Cuba scraps exit visa requirement
The Cuban government announced on Tuesday that it will no longer require islanders to apply for an exit visa, eliminating a much-loathed bureaucratic procedure that has been a major impediment for many seeking to travel overseas.
A notice published in Communist Party newspaper Granma said Cubans will also no longer have to present a letter of invitation to travel abroad when the rule change takes effect January 13, and beginning on that date islanders will only have to show their passport and a visa from the country they are traveling to.
"As part of the work under way to update the current migratory policy and adjust it to the conditions of the present and the foreseeable future, the Cuban government, in exercise of its sovereignty, has decided to eliminate the procedure of the exit visa for travel to the exterior," the notice read.
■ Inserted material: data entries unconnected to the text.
PR #726, opened 2017-10-12
Set openshift_release explicitly

ingvagabund:
Make sure the `openshift_release` is always set.

### DIFF
--- a/sjb/config/test_cases/test_branch_openshift_ansible_logging.yml
+++ b/sjb/config/test_cases/test_branch_openshift_ansible_logging.yml
@@ -66,6 +66,7 @@ extensions:
         if [[ "${curbranch}" == master ]] ; then
            git log -1 --pretty=%h >> "${jobs_repo}/ORIGIN_COMMIT"
            ( source hack/lib/init.sh; os::build::rpm::get_nvra_vars; echo "-${OS_RPM_VERSION}-${OS_RPM_RELEASE}" ) >> "${jobs_repo}/ORIGIN_PKG_VERSION"
+           ( source hack/lib/init.sh; os::build::rpm::get_nvra_vars; echo "${OS_GIT_MAJOR}.${OS_GIT_MINOR}" | sed "s/+//" ) >> "${jobs_repo}/ORIGIN_RELEASE"
         elif [[ "${curbranch}" =~ ^release-* ]] ; then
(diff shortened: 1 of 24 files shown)


sjb/config/test_cases/test_branch_openshift_ansible_logging.yml
```diff
@@ -108,6 +110,7 @@ extensions:
                          -e deployment_type=origin  \
                          -e etcd_data_dir="${ETCD_DATA_DIR}" \
                          -e openshift_pkg_version="$( cat ./ORIGIN_PKG_VERSION )"               \
+                         -e openshift_release="$( cat ./ORIGIN_SHORT_VERSION )"               \
```
stevekuznetsov: Is this an API change for the installer? Seems weird to need the version and release at the same time

stevekuznetsov: Also a little upsetting that this "release" is not the RPM release field

ingvagabund: Please see https://trello.com/c/Z83qZeDi/530-1-require-openshiftrelease

ingvagabund: It's a good point. We could check if the `openshift_pkg_version` is set and if so, detect the `openshift_release` from it. @sdodson WDYT?

sdodson: Yeah, that seems fine. If they've specified pkg_version we can set release to the first two members of that.

ingvagabund:
@stevekuznetsov @sdodson PTAL again. Based on a discussion we had on a meeting and comment https://github.com/openshift/openshift-ansible/pull/5860#issuecomment-339985704, the `openshift-release` is unconditionally required.

stevekuznetsov:
Mostly LGTM. the bash bits to get the release look really fragile though -- I wonder if you could write utilities in the repos under test that would expose the correct value, like we did with `os::rpm`

ingvagabund:
> Mostly LGTM. the bash bits to get the release look really fragile though -- I wonder if you could write utilities in the repos under test that would expose the correct value, like we did with ``os::rpm``

https://github.com/openshift/origin/pull/17355

ingvagabund:
@stevekuznetsov updated PTAL

PR #727, opened 2017-10-13
`rhel7next` scheduled job

bbguimaraes:
@jupierce

### DIFF
--- a/build-scripts/rcm-guest/rhel7next.sh
+++ b/build-scripts/rcm-guest/rhel7next.sh
@@ -1,0 +1,83 @@
+#!/bin/bash
+set -eu
+
+BASE_DIR=/mnt/redhat
+REMOTE_DIR=/srv/enterprise/rhel
+LATEST_RHEL_COMPOSE=${BASE_DIR}/nightly/latest-RHEL-7
+LATEST_EXTRAS=${BASE_DIR}/nightly/EXTRAS-RHEL-7.4/latest-EXTRAS-7-RHEL-7/compose/Server/x86_64/os
+REPO_FILE=rhel7next.repo
+MIRROR=use-mirror-upload.ops.rhcloud.com
+rsync='rsync
+--archive --hard-links --verbose --delete-after --progress --no-p --no-g
+--omit-dir-times --chmod=Dug=rwX'
+
+_reposync() {
+    local repoid
+    repoid=$1
+    reposync \
+        --config "${REPO_FILE}" \
+        --download_path "${repoid}/" --repoid "${repoid}" \
+        --arch x86_64 --download-metadata --downloadcomps --delete --norepopath
+}
+
+_createrepo_comp() {
+    local item
+    item=$1
+    createrepo \
+        --update --outputdir "${item}/" --group "${item}/comps.xml" "${item}/"
+}
+
+_createrepo() {
+    local item
+    item=$1
+    createrepo --update --outputdir "${item}/" "${item}/"
+}
+
+mkdir -p /mnt/rcm-guest/puddles/RHAOS/rhel7next/
+cd /mnt/rcm-guest/puddles/RHAOS/rhel7next/
+cat > rhel7next.repo <<-'EOF'
+	[rhel-7-fast-datapath-rpms]
+	name = Red Hat Enterprise Linux 7 Fast Datapath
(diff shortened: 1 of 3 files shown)


scheduled-jobs/build/rhel7next/Jenkinsfile
```diff
@@ -0,0 +1,39 @@
...
+node('openshift-build-1') {
+  try {
+    dir('aos-cd-jobs') {
+      def buildlib = null
+      stage('clone') {
+        checkout scm
+        buildlib = load('pipeline-scripts/buildlib.groovy')
+      }
+      stage('sync') {
+        sshagent(['openshift-bot']) {
```
bbguimaraes: Is this key necessary to ssh to `rcm-guest`?

bbguimaraes:
The script needs a directory on `rcm-guest` to sync the repositories, and it
needs to be persistent between executions to avoid downloading the same
packages again and again (or it will be really slow each time).

Do we have that?

bbguimaraes:
Also, I tested the script manually on `rcm-guest` earlier today using `rsync`'s
`--dry-run` option and everything worked fine until the first `reposync` (which
I interrupted because it will take a long time with an empty package cache).

build-scripts/rcm-guest/rhel7next.sh
```diff
@@ -0,0 +1,83 @@
...
+set -eu
+
+BASE_DIR=/mnt/redhat
+REMOTE_DIR=/srv/enterprise/rhel
+LATEST_RHEL_COMPOSE=${BASE_DIR}/nightly/latest-RHEL-7
+LATEST_EXTRAS=${BASE_DIR}/nightly/EXTRAS-RHEL-7.4/latest-EXTRAS-7-RHEL-7/compose/Server/x86_64/os
+REPO_FILE=rhel7next.repo
+MIRROR=use-mirror-upload.ops.rhcloud.com
+
+rsync=$(echo \
```
stevekuznetsov: No need to echo in a subshell -- just assign the var to a string

scheduled-jobs/build/rhel7next/Jenkinsfile
jupierce: @bbguimaraes No, the key for rcm-guest just sits on the buildvm filesystem.

build-scripts/rcm-guest/rhel7next.sh
```diff
@@ -0,0 +1,83 @@
...
+_createrepo_comp "${PWD}/rhel-7-fast-datapath-rpms"
+_createrepo_comp "${PWD}/rhel-7-fast-datapath-htb-rpms"
+# Rebuild repos without comp files
+_createrepo "${PWD}/rhel-7-server-ose-3.4-rpms"
+# rsync repos to os mirror
+${rsync} \
+    rhel-7-{fast-datapath{,-htb},server-ose-3.4}-rpms \
+    "${MIRROR}:${REMOTE_DIR}/"
+# push to all geos
+ssh "${MIRROR}" /usr/local/bin/push.enterprise.sh -v
```
jupierce: Fought with a subtle error here before: when you stream a scriptA to ssh1 and then invoke ssh2 within scriptA, ssh2 will start eating stdin and read the rest of scriptA. If someone puts anything after this line in rhel7next.sh, it might not be executed because of this idiosyncrasy. Fix is here: https://github.com/openshift/aos-cd-jobs/blob/c3ae10a82e1fbbd74d1c384d926c8a799e9ede66/jobs/starter/package-overrides/scripts/update-cluster-overrides.sh#L75-L82  . Fixing it in invoke_rcm_guest by wrapping everything in { } < /dev/null should fix it for everything.

stevekuznetsov: oh my

jupierce:
@bbguimaraes  We have plenty of persistent locations on rcm-guest. We use directories under /mnt/rcm-guest/puddles/RHAOS .

bbguimaraes:
@jupierce, @stevekuznetsov: updated.

build-scripts/rcm-guest/rhel7next.sh
bbguimaraes: Makes sense.  Fixed (but it's not pretty).

stevekuznetsov:
🔥 🎆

The measure also extends to 24 months the amount of time Cubans can remain abroad, and they can request an extension when that runs out. Currently, Cubans lose residency and other rights after 11 months.
Still, the notice said Cuba plans to put limits on travel within unspecified sectors.
Doctors, members of the military and others considered valuable parts of society currently face restrictions on travel to combat brain drain.
"The update to the migratory policy takes into account the right of the revolutionary State to defend itself from the interventionist plans of the U.S. government and its allies," the note said. "Therefore, measures will remain to preserve the human capital created by the Revolution in the face of the theft of talent applied by the powerful."